異動の季節 | 2013.02.27 Wednesday |
2月が終わろうとしている。
いつもの月よりたった数日少ないだけで、随分短く感じるものだ。
友人知人の、あちこちから異動するよ、したよの声が聞こえるのも今時分。
わたしはこの7年間、何十年も前の古い資料に埋もれながら、
答えがあるかないかも分からないようなパズルを解くような仕事をしてきた。
解決のために、なぜそうなっているのか、の謎解きはもちろん、
そういう或る種の技術のようなものを誰かが継承するために。
ほんとうはわたしよりももっと若い人がこういう作業に興味を持ち、
その意味や意義を強く感じ、訓練を積む気持ちを持ってもらえたらいいのだが、
この仕事の持つ本来の面白さ、奥深さを周囲に伝え切れていないからか、
あとに続いてくれる人がなかなか現れないでいる。
ここ数年、針で刺すような心の痛みを感じながらも、わたしはこの季節を迎えて来た。
終わりや限りのないものの無いのと同じで、気持ちにも限りがある。
他のしごとに変わったとしても、次の人をうまく作れないままという後ろめたさが、
或は同じ仕事をもう1年やれるとしても、これまで以上の気持ちを維持できるかの不安が、
いずれにしても心の中の澱がまた一つ二つ増えるようで、
春とはどこかそういう季節なのかもしれないと曇ったガラスの向こうをつい眺める。
最近、どこかの雑誌で見た記事の「団地」というキーワードが意外に新鮮で、
そういえば団地ということばを初めて耳にしたのは、中学の頃だった。
当時できた友人の多くが団地住まいで、彼らの家に遊びにでかけた折、
農家のだだっ広さにはない、ぎゅっとした密度感がとても魅力的に思えた。
農家の人間関係のウエットさとは違う、家族の各人が持つ距離感がモダンにも感じられた。

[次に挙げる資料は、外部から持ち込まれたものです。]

PR #1585, opened 2026-04-20
DEVPROD-31460: Set up generate tasks for Playwright tests in Spruce

minnakt:
DEVPROD-31460

### Description
Migrate a couple of small tests and set up generate tasks to use for Playwright (not that useful right now since only a few tests are migrated). Sorry the PR is a little long but it's mostly set up.

I also really did not want to fix the `useAnnouncementToast` test so I just deleted it because we haven't used it for like 3 years.

### Follow up actions
I need to add `e2e_cypress` to Evergreen patch triggers when this is merged.


apps/spruce/playwright/helpers/index.ts
```diff
@@ -0,0 +1,135 @@
...
+
+/**
+ * Selects an option from a LeafyGreen select component
+ * @param page - The Playwright page object
+ * @param label - The label of the select input
+ * @param option - The option text or regex pattern to select
+ * @param options - Additional options for selecting the option
+ * @param options.exact - Whether to match the option text exactly (default: false)
+ */
+export async function selectLGOption(
```
sophstad: I was gonna suggest renaming this to `selectOption`, but maybe we can just wait it out and replace this with `selectOption` for the new Via design system 😆

apps/spruce/playwright/helpers/index.ts
```diff
@@ -0,0 +1,135 @@
...
+/**
+ * Validates the values in a date picker component
+ * @param page - The Playwright page object
+ * @param dataCy - The data-cy attribute value of the date picker
+ * @param opts - The expected date values
+ * @param opts.year - The expected year value
+ * @param opts.month - The expected month value
+ * @param opts.day - The expected day value
+ */
+export async function validateDatePickerDate(
```
sophstad, line 116: [nit] Could you colocate the datepicker utils in the file?

apps/spruce/playwright/fixtures.ts
```diff
@@ -0,0 +1,110 @@
...
+
+const bannerCookie = "This is an important notification";
+const hostMutations = ["ReprovisionToNew", "RestartJasper", "UpdateHostStatus"];
+
+type CustomFixtures = {
+  authenticatedPage: Page;
+};
+
+export const test = base.extend<CustomFixtures>({
+  authenticatedPage: async ({ page }, use) => {
```
sophstad, line 21: Basically echoing my comment [here](https://github.com/evergreen-ci/ui/pull/1588#pullrequestreview-4142798375); should we attempt using [`storageState`](https://playwright.dev/docs/auth#authenticate-with-api-request) for authentication?

packages/playwright-config/helpers/index.ts
```diff
@@ -12,6 +12,16 @@ export async function login(page: Page, user = users.admin): Promise<void> {
   });
 }
 
+/**
+ * Enters login credentials for the admin user
+ * @param page - The Playwright page object
+ */
+export async function enterLoginCredentials(page: Page): Promise<void> {
```
sophstad: Is this actually used anywhere?

apps/spruce/playwright/fixtures.ts
minnakt: I made [DEVPROD-31990](https://jira.mongodb.org/browse/DEVPROD-31990); I think it's ok to do as a follow up

apps/spruce/playwright/helpers/index.ts
minnakt: `selectOption` sgtm

packages/playwright-config/helpers/index.ts
minnakt: It's only used once in Cypress, so I will delete it and when migrating the specific test I will just write out the commands explicitly

minnakt:
changed some TSConfig path stuff let me know if you don't like it...

apps/spruce/playwright/tsconfig.json
```diff
@@ -0,0 +1,16 @@
+{
+  "extends": "../../../tsconfig.base.json",
+  "compilerOptions": {
+    "paths": {
```
sophstad: TypeScript actually hates `paths` 😂 I think we should move away from them. There are some details in this PR... could try subpath imports if you want? idk :/ https://github.com/evergreen-ci/ui/pull/1343

minnakt: ok ty then nvm, I just reverted it

sophstad (approved):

まるで覗き趣味のようだが、住まいの様子をこうした本で眺めたりするのは、
その人の人生をほんの少し体験させてもらうような錯覚があって、
< 家族の存在や、生活そのものや、趣味・・・
凝り固まった頭を解すのにとても具合がよかったりする。
東京R不動産という会社は賃貸好きなら知らない人はいないだろうユニークな企業で、
彼らの視線でまとめられたこの団地本も、
団地というキーワード、空間を通じて生活をどう楽しむかの提案が盛りだくさんだ。
今度もしも仕事が変わることになったら、
住み替えと同じように、新しい環境を得るチャンスと前向きに考えられるだろうか。
もう少し時間に余裕のある職場にかわれたら、
もっと緑がたくさんあって、月夜の明るさが嬉しくなるような郊外に住めるかもしれない。
寒くて気が塞ぐ2月の重たさを、たった数十分で別方向へ振り向ける馬力のある本。
「生き方本」がうざったく感じる向きにも店頭で眺めて欲しい1冊。